Only lines with the word "codex" are wanted; copy each of them from the listing below.

• • • • • • •

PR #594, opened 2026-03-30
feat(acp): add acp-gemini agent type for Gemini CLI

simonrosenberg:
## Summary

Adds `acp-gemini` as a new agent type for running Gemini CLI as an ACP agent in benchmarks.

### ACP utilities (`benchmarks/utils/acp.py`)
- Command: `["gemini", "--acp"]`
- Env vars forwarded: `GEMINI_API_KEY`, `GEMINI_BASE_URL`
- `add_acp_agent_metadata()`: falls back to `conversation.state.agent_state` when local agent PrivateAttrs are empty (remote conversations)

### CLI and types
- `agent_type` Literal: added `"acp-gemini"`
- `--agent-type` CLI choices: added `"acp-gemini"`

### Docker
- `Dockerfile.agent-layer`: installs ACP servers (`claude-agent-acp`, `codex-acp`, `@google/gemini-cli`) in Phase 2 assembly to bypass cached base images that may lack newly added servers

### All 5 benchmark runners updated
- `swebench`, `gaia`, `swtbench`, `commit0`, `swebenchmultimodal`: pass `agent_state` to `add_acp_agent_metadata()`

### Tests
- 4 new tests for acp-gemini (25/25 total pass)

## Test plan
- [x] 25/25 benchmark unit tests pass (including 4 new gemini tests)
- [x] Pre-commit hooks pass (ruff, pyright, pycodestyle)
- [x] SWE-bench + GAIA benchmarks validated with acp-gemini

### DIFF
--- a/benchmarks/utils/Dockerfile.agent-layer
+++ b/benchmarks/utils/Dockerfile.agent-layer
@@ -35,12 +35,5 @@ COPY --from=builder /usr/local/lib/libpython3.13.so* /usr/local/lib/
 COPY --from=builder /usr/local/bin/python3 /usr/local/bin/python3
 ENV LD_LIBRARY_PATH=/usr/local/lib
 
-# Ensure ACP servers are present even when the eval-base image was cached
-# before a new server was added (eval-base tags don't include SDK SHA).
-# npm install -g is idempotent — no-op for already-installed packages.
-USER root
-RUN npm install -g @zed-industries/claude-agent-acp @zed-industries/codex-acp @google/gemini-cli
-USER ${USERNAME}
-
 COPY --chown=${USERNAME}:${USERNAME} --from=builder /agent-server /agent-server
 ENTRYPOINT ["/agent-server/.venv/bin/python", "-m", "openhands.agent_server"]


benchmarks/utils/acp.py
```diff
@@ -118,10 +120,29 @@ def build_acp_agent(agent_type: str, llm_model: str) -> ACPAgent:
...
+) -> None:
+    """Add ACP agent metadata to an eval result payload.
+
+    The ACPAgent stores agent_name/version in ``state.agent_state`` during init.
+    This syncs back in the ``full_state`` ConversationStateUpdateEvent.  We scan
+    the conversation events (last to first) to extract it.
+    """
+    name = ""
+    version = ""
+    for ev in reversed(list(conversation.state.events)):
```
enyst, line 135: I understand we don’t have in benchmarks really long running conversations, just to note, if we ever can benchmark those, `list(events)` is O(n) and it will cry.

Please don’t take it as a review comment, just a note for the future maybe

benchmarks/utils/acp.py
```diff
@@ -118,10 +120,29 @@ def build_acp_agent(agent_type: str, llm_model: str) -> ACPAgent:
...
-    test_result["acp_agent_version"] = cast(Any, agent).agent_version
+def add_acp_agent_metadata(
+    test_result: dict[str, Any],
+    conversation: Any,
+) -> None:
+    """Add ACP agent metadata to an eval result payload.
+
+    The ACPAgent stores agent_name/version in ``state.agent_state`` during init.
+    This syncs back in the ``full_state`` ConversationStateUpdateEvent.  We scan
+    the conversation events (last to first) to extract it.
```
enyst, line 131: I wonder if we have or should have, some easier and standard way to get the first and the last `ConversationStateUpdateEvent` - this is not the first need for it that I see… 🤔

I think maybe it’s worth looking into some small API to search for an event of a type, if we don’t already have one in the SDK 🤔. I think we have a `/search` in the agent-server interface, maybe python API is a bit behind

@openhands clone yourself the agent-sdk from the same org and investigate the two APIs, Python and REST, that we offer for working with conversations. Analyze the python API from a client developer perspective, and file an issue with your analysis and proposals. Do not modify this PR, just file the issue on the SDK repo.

• • • • • • •

## ANSWER TO THE EXERCISE
- `Dockerfile.agent-layer`: installs ACP servers (`claude-agent-acp`, `codex-acp`, `@google/gemini-cli`) in Phase 2 assembly to bypass cached base images that may lack newly added servers
-RUN npm install -g @zed-industries/claude-agent-acp @zed-industries/codex-acp @google/gemini-cli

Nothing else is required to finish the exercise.